Opinion

Alex Kane: There are political risks all round as Varadkar and Martin edge towards agreement

Fianna Fáil leader Micheál Martin and Fine Gael leader Leo Varadkar
Fianna Fáil leader Micheál Martin and Fine Gael leader Leo Varadkar Fianna Fáil leader Micheál Martin and Fine Gael leader Leo Varadkar

In last week's column I noted that Fine Gael and Fianna Fáil were well down the road to an agreement, albeit on which would exclude Sinn Féin.

On Wednesday afternoon a paper was presented to both parliamentary parties for approval. At the time of writing neither group has formally endorsed it, although I'd be surprised if they didn't. After that, assuming all goes to plan, the paper would be presented to the smaller parties to see if they'd be willing to join a formal coalition: or, if not, whether they'd be prepared to support the formation of a minority government in the next few days, even if that only means abstaining in the key initial vote.

But let me go back to something I wrote on March 2: 'A deal with Fine Gael (I was writing about Micheal Martin), which excludes Sinn Féin, could do more long term electoral damage to his party than to either SF or FG, meaning it becomes a very risky strategy. Anyway, a deal with a party which failed to renew or increase its mandate after four years in government smacks of desperation; the sort of desperation which makes stability difficult....There are clearly a number of routes to keep SF out of government, but it's beginning to look like those options would actually be of enormous political and electoral benefit to the party. The old establishment needs to tread with enormous caution if it hopes to survive this present crisis.'

Yet it seems the 'old establishment' remains determined to keep SF out of office. But if the FG/FF deal gets off the ground and a government is formed in the next few days it does mean enormous risks for Varadkar and Martin. There is always a political/electoral price to be paid at the end of a crisis, when the electorate has the opportunity to make a judgment on the decisions made before, during and after the crisis. The final body-count (particularly if higher than expected) will sway votes away from the government.

The sheer scale of the debt to be serviced for years afterwards will scare voters and sway votes. A surge in unemployment; too many businesses too weak to reboot after a few months of non-trading; salary reductions; increased taxes; massive cuts in public spending; a general feeling of discontent rather than triumphalism: all of those factors, and many others, will have a massive impact on turnout at the election and the direction in which voters choose to go. Churchill may have been viewed as a war hero in 1945, yet it was Labour who won the general election with a whopping majority and built the UK's welfare state.

Sinn Féin is angry right now. As the party which won the most votes it says it shouldn't be excluded from a coalition. But the rules don't prevent it from being excluded. If FG/FF can muster the necessary support to form a government, then so be it. Let's not forget that Mary Lou McDonald had talks with the smaller parties and independents post-election to see if she could create her own coalition. She failed. She can't really blame others for succeeding.

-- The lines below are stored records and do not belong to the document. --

PR #795, opened 2023-01-23
refactor: implement shared behaviors between program calls

iqdecay:
This PR uses a macro to implement shared behaviors between `ScriptCall`s and `ContractCall`s.
This is dependent on #781.


packages/fuels-programs/src/calls/call.rs
```diff
@@ -0,0 +1,100 @@
...
+    ($target:ty) => {
+        impl ProgramCall for $target {
+            fn with_external_contracts(self, external_contracts: &[Bech32ContractId]) -> Self {
+                Self {
+                    external_contracts: external_contracts.to_vec(),
+                    ..self
+                }
+            }
+
+            fn with_call_parameters(self, call_parameters: CallParameters) -> Self {
```
MujkicA, line 48: `CallParameters` don't make much sense in the context of ScriptCalls. There is no way to convert them to the right script data so that they are forwarded to the `CALL` instruction.

iqdecay: Thanks! I always get confused around `CallParameters`.

packages/fuels-programs/src/calls/call.rs
```diff
@@ -0,0 +1,100 @@
...
+                Self {
+                    call_parameters,
+                    ..self
+                }
+            }
+
+            fn with_variable_outputs(self, variable_outputs: &[Output]) -> Self {
```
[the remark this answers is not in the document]
iqdecay: You're right, using `append_variable_output` should be enough. It's a YAGNI.

packages/fuels-programs/src/calls/call.rs
```diff
@@ -0,0 +1,76 @@
...
+use crate::{calls::contract_call::ContractCall, calls::script_call::ScriptCall};
+
+// Trait implemented by contract instances so that
+// they can be passed to the `set_contracts` method
+pub trait SettableContract {
+    fn id(&self) -> Bech32ContractId;
+    fn log_decoder(&self) -> LogDecoder;
+}
+
+pub(crate) trait ProgramCall {
```
segfault-magnet, line 18: I love to see deduplication any day -- but :D 

I'm not seeing that we're using this new trait `ProgramCall` anywhere. Besides not having a use for it rn, it seems forced/unfortunately named. A ProgramCall which you cannot call -- the methods inside revolve mostly around transaction inputs/outputs. 

The dedupe effort can still be used without the trait by just calling the macro to produce the code. You're still in the same crate and you can have multiple impl blocks for a struct:
```rust
struct SomeStruct;
impl SomeStruct { 
    fn foo() {
        
    }
}
impl SomeStruct {
    fn goo() {
        
    }
}
```

also, you can then leave the macro here and call it below the original impl blocks in both call handlers, to keep the impls close.

packages/fuels-programs/src/calls/contract_call_utils.rs
```diff
@@ -589,57 +590,6 @@ mod test {
         assert_eq!(expected_inputs, inputs_as_signed_coins);
     }
 
-    #[test]
-    fn variable_outputs_appended_to_outputs() {
```
segfault-magnet, line 593: Are these two tests no longer needed? 

Couldn't find them elsewhere.

segfault-magnet (commented):
Reviewed alongside @hal3e.

packages/fuels-programs/src/calls/call.rs
```diff
@@ -0,0 +1,76 @@
...
+    fn with_external_contracts(self, external_contracts: &[Bech32ContractId]) -> Self;
```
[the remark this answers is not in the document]
iqdecay: Didn't know that, thanks!

packages/fuels-programs/src/calls/call.rs
iqdecay: That makes a lot of sense, thanks a lot. The trait lead me to having a macro and now I can remove the trait haha.

digorithm (commented):
Two notes:

1. It sounds like the PR's title and description are outdated; There's no `ProgramCall` trait introduced. There's no trait at all.

2. I'm not necessarily against this approach at all, and I recognize the initial problem this PR solves: a set of behavior were being implemented _twice_ by two structs -- not good. However, I've been having a hard time justifying using a _macro_ for this. Macros are inherently harder to maintain and read. Sometimes, only macros can properly solve a problem. Is this the case here? It seems we want a set of behaviors shared among two structs. Would a good old composition [0] strategy solve this problem without introducing macros? It feels like we're trying to force the usage of macros here. Again, not against this approach, but from an outsider's perspective (which I have right now, as I didn't implement this), it looks like a simpler approach could work.

_[0]: a base struct `Base` that implements the set of behaviors would be a component of `ScriptCall` and `ContractCall`, etc._

iqdecay:
I agree with your point about the macro not being necessary. My design process was: trying to use compositon, realizing it would be hard, implementing a trait, implementing the macro, removing the trait. Now I'll try composition again, I didn't think of making it a component of `ContractCall` directly, I was trying to compose inside of `ContractCallHandler`.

The problem for Sinn Féin is the reverse of the problem for a FG/FF-led coalition. If it is seen to do well, to have made the right decisions in difficult circumstances, and to have set out a clear plan for post-crisis recovery, then Sinn Féin could take a massive hit at the next election: meaning it could be on the margins of real power for upwards of a decade. On the other hand, if the coalition makes a dog's dinner, then SF emerges as the only credible electoral alternative come the next election.

It's a very difficult position to be in: but it's not the worst position to be in. If the FG/FF coalition gets the go-ahead then SF becomes the official opposition and that's a crucial role to occupy during a crisis of this magnitude. Yes, it's also difficult, because you can't be seen to oppose just for the sake of opposing. But parties which have proved themselves during their time in official opposition, and which have a manifesto which chimes with the public mood, often do well in the next election. Indeed, a good opposition becomes a key player in resolving a crisis and often reaps electoral benefits.